High-grade serous ovarian cancer is the most deadly type of the disease, and is the 5th leading cause of cancer mortality in women in the United States. Ovarian cancer is actually a misnomer, as it is increasingly clear that at least 50%-60% of HGSOC cases are derived from the fallopian tube (FT), not the ovary. In vitro pre-clinical models that recapitulate the diversity of HGSOC are urgently needed to better understand disease pathogenesis and therapeutic response. However, ovarian cancer is highly underrepresented in public repositories with only handful of cell lines available. A paucity of suitable cell culture-based systems, especially FT-derived lines, that properly model disease and can be used to evaluate targeted therapies remains a key bottleneck for improving ovarian cancer outcomes.

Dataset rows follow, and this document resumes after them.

PR #3742, opened 2017-10-21
Increase version for PlatformIO

julian-w:
Just a small change in order to stay in sync with  the version numbering on PlatformIO


julian-w:
PlatformIO will check the git for a release/tag containing the version specified in the package.json and will download this version. 

So it would be nice to change this to the name of the current release so that PlatformIO will update to the current version and not download the old rc1-version.

PR #3750, opened 2017-10-23
Add WeMos D1 mini Lite in boards.txt

maxpromer:
from https://forum.wemos.cc/topic/274/how-to-flash-the-new-d1-mini-lite-with-arduino

Thanks !


igrr:
Thanks for the PR. D1 mini is already included, so closing this.
https://github.com/esp8266/Arduino/blob/master/boards.txt#L2096

PR #3769, opened 2017-10-28
Compressed dns

jonatanolofsson:
According to [(RFC 1035)](https://www.ietf.org/rfc/rfc1035.txt), clients must understand compressed dns messages. These commits aim to add the support of this to the ESP8266mDNS library.


libraries/ESP8266mDNS/ESP8266mDNS.cpp
```diff
@@ -539,15 +539,24 @@ void MDNSResponder::_parsePacket(){
     while (numAnswers--) {
       // Read name
       stringsRead = 0;
+      size_t here = 0;
```
devyte: Please rename this into something more meaningful

libraries/ESP8266mDNS/ESP8266mDNS.cpp
```diff
@@ -632,31 +649,36 @@ void MDNSResponder::_parsePacket(){
         uint16_t answerPrio = _conn_read16(); // Read priority
         uint16_t answerWeight = _conn_read16(); // Read weight
         answerPort = _conn_read16(); // Read port
+        size_t here = 0;
```
devyte: Doesn't this declaration of here shadow the declaration on line 542?

jonatanolofsson:
Thank you for the feedback, I updated the code accordingly.

devyte:
Help needed with testing this!

jonatanolofsson:
The way I discovered this was missing was that I got errors with mDNS when connecting to a mac (which is compressing its data). Thus, to test this, set up a local domain with dns-sd with and without this patch and monitor the esp8266 errors on the serial port as it tries to connect (compile with DEBUG_ESP_MDNS_RX)

devyte:
@jonatanolofsson my wife has a mac. I hate the thing, but I could use it to test this, if you provide detailed instructions for the setup on it.

libraries/ESP8266mDNS/ESP8266mDNS.cpp
```diff
@@ -539,15 +539,24 @@ void MDNSResponder::_parsePacket(){
...
         tmp8 = _conn_read8();
-        if (tmp8 & 0xC0) { // Compressed pointer (not supported)
-          tmp8 = _conn_read8();
-          break;
-        }
         if (tmp8 == 0x00) { // End of name
           break;
         }
+        if (tmp8 & 0xC0) { // Compressed pointer
+          uint16_t offset = ((((uint16_t)tmp8) & 0xC0) << 8) | _conn_read8();
```
d-a-v: 1.
Would the resulting offset's boundaries be checked here ?

2.
I don't understand something. If the first byte is 0xca and the second 0xaa, then the offset would be 0xcaaa not 0xaaa 
 like with (((uint16_t)(tmp8 & ~0xC0)) << 8) | _conn_read8() ?

libraries/ESP8266mDNS/ESP8266mDNS.cpp
```diff
@@ -632,31 +649,45 @@ void MDNSResponder::_parsePacket(){
...
+        last_bufferpos = 0;
 
         (void) answerPrio;
         (void) answerWeight;
 
         // Read hostname
         tmp8 = _conn_read8();
-        if (tmp8 & 0xC0) { // Compressed pointer (not supported)
+        if (tmp8 & 0xC0) { // Compressed pointer
+          uint16_t offset = ((((uint16_t)tmp8) & 0xC0) << 8) | _conn_read8();
```
d-a-v: Is it &~0xc0 too here ?

d-a-v: Do you think the calculated offset can be checked beeing out of bound to prevent crashing with malformed or crafted dns replies ?

libraries/ESP8266WiFi/src/include/UdpContext.h
```diff
@@ -143,6 +144,21 @@ class UdpContext
...
+    }
+
+    void seek(const size_t pos)
+    {
+        assert(isValidOffset(pos));
+        _rx_buf_offset = pos;
+    }
+
+    bool isValidOffset(const size_t pos) const {
+        return (pos <= _rx_buf->len);
```
d-a-v: Thanks.
Since you are going to use this offset, would'nt it be ```pos < _rx_buf->len``` ?
Sorry I don't mean to be pushy :]

jonatanolofsson: Not at all, I appreciate your comments, I just havn't had much time to do more than fix them during breaks at work today =D
The check on line 222 in the 'read' function checks if the offset is at least equal to the limit, which should give that to set the buffer as "fully read", the offset should be set just past the limit, i.e. equal to the length. I figured "finished reading" was a valid use-case and thus a valid offset.

d-a-v: Thanks for the explanation

libraries/ESP8266mDNS/ESP8266mDNS.cpp
```diff
@@ -539,15 +539,34 @@ void MDNSResponder::_parsePacket(){
...
+          if (_conn->isValidOffset(offset)) {
+              last_bufferpos  = _conn->tell();
+#ifdef DEBUG_ESP_MDNS_RX
+              DEBUG_ESP_PORT.print("Compressed pointer, jumping from ");
+              DEBUG_ESP_PORT.print(last_bufferpos);
+              DEBUG_ESP_PORT.print(" to ");
+              DEBUG_ESP_PORT.println(offset);
+#endif
+              _conn->seek(offset);
+              tmp8 = _conn_read8();
```
d-a-v: Are you reading tmp8 twice (here and in L568) ?

d-a-v:
@jonatanolofsson can you tell us more about the steps to test your PR ? 
Wife also has a mac. Wives...

libraries/ESP8266mDNS/ESP8266mDNS.cpp
jonatanolofsson: Indeed, I forgot to remove the second one. Fixed.

jonatanolofsson:
I'll try to find time to make a test description. Not going to happen this week unfortunately. My computer is a mac, but I'm only ever booting into linux anymore :)

d-a-v:
Linux is no problem if you know how to update avahi's conffile so.

jonatanolofsson:
Right, I wasn't sure if avahi compressed the payload

devyte:
@jonatanolofsson I now understand your code changes, and I think they are correct. I am currently rewriting the mdns code based on the idf functionality, and was struggling a bit with compression (it's very different in idf due to fundamental differences in how things work at low level). This helps quite a bit. I'll merge this, and integrate it into my current work.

“Organoids” are in vitro 3D-structures, derived from tissue stem cells that provide miniaturized, simplified versions of an organ. Organoids have been found to be powerful tools for exploring the effectiveness of current and experimental cancer therapies in many systems, including colon, lung, prostate and brain tumors. I have developed a 3D organoid culture system from normal mouse FT and the mouse equivalent of serous tubular intraepithelial carcinomas (STICs), a pre-malignant lesion. In my system, organoids derived from single cells indefinitely self-renew and form tube-like structures containing ciliated and secretory cells. I have also found that tumor organoids from a mouse model of HGSOC can faithfully recapitulate STIC parameters in vitro and form tumors following transplantation in mice.
My system enables the use of powerful mouse genetic systems and potentially rapid transit between in vitro and in vivo models of HGSOC pathogenesis. However, two major problems remain to credential organoids as valid models of normal FT development and HGSOC: 1) the origin of the putative stem cell for normal FT organoids is not clear; and 2) although large-scale genomic sequencing projects have generated a catalog of genetic lesions associated with HGSOC, it is unclear whether the pathologic effects of these mutations can be modeled using organoids.

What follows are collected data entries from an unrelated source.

PR #3770, opened 2017-10-29
Remove forced OTA DNS announce

jonatanolofsson:
OTA should not force a DNS publication. This is not the job of the OTA server, and it interferes with previously configured DNS announcements.

### DIFF
--- a/libraries/ArduinoOTA/ArduinoOTA.cpp
+++ b/libraries/ArduinoOTA/ArduinoOTA.cpp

Hence, the over-arching goals of my proposal are: (1) To use a technique called “lineage-tracing” combined with mouse models to test the ability of specific cell types within the FT to give rise to organoids. By combining lineage tracing with an exciting new technology that allows single cells to be sequenced, I will attempt to identify adult FT stem cells, the cells that give rise to all other cell types in the FT. (2) To use state-of-the art genetic manipulation strategies to introduce select combinations of human HGSOC mutations into organoids, measure effects on organoid properties in vitro, and generate genetically defined HGSOC in vivo. Successful completion of these aims should provide new insights into the origin and pathogenesis of HGSOC and could enable new therapeutic approaches for this deadly disease.